Drina Ljubovija
- Full name: FK Drina Ljubovija
- Founded: 1928; 97 years ago
- Ground: Stadion pod Kikom, Ljubovija
- Capacity: 1,000
- President: Miroslav Jakovljević
- League: Drina Zone League
- 2024–25: Drina Zone League, 5th of 13
| Home colours | Away colours |

= FK Drina Ljubovija =

Serbian football club

FK Drina Ljubovija (ФК Дрина Љубовија) is a football club based in Ljubovija, Serbia.

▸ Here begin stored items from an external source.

PR #388, opened 2019-01-11
Fix bug: `zapier push` doesn't stop on validation errors

### LINKED ISSUE #387: `zapier push` will run `zapier upload` even if `zapier build` fails

While investigating the report at https://zapier-platform.slack.com/archives/C2S5DGF6G/p1547142073081000, I came to the realization that we must have reached this line: https://github.com/zapier/zapier-platform-cli/blob/v7.6.0/src/utils/build.js#L399

But we did not hit this line: https://github.com/zapier/zapier-platform-cli/blob/v7.6.0/src/utils/build.js#L434

The next line logged was `✔ Uploading version 1.0.1`, which occurs in the `upload` function. 

I think? this is caused by not validating the output of `build` at https://github.com/zapier/zapier-platform-cli/blob/v7.6.0/src/utils/build.js#L468, before calling `validate`, but I'm not 100% confident in my knowledge of this code. 

## Your Environment

* CLI Version (`zapier -v`): 7.6.0

eliangcs:
Fixes #387, a bug introduced to 7.6.0 by PR #382.

Steps to reproduce:

1. `zapier init example-app`
2. `zapier push` with some random name
3. create a trigger with a very short description (length < 12)
4. `zapier validate` would show an error
5. bump version to 1.0.1 in `package.json`
6. `zapier push` shows success, but 1.0.1 wasn't really pushed

### DIFF
--- a/src/utils/build.js
+++ b/src/utils/build.js
@@ -405,12 +405,17 @@ const build = async (zipPath, sourceZipPath, wdir) => {
 
   const validationErrors = validateResponse.results;
   if (validationErrors.length) {
-    return {
-      validationErrors: {
-        validation: validationErrors
-      }
-    };
+    if (global.argOpts.debug) {
+      console.log('\nErrors:');
+      console.log(validationErrors);
+      console.log('');
+    }
+
+    throw new Error(
+      'We hit some validation errors, try running `zapier validate` to see them!'
+    );
   }
+
   // No need to mention specifically we're validating style checks as that's
   //   implied from `zapier validate`, though it happens as a separate process
   const styleChecksResponse = await callAPI('/style-check', {


kgodtfredsen:
Heya, how can I tell if this fix has been deployed? I had a customer run into this today and could recreate, so we both still have the older versions installed.

xavdid:
@kgodtfredsen this is not yet deployed. We release CLI every 2 weeks typically (though that schedule was disrupted by holidays and retreat). You can see what's been released in the [changelog](https://github.com/zapier/zapier-platform-cli/blob/master/CHANGELOG.md)

 If anything, I think this is worth a bugfix release sooner rather than later @eliangcs.

xavdid:
@kgodtfredsen `v7.6.1` went out early this morning with the fix in tow! Thanks for reminding us.

kgodtfredsen:
@xavdid thanks much for this work!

They compete in the Drina Zone League, the fourth tier of the national league system.

==History==
Founded in 1928, the club celebrated its 90th anniversary by winning the Drina Zone League in the 2017–18 season and earning promotion to the Serbian League West. They were promptly relegated to the Kolubara-Mačva Zone League.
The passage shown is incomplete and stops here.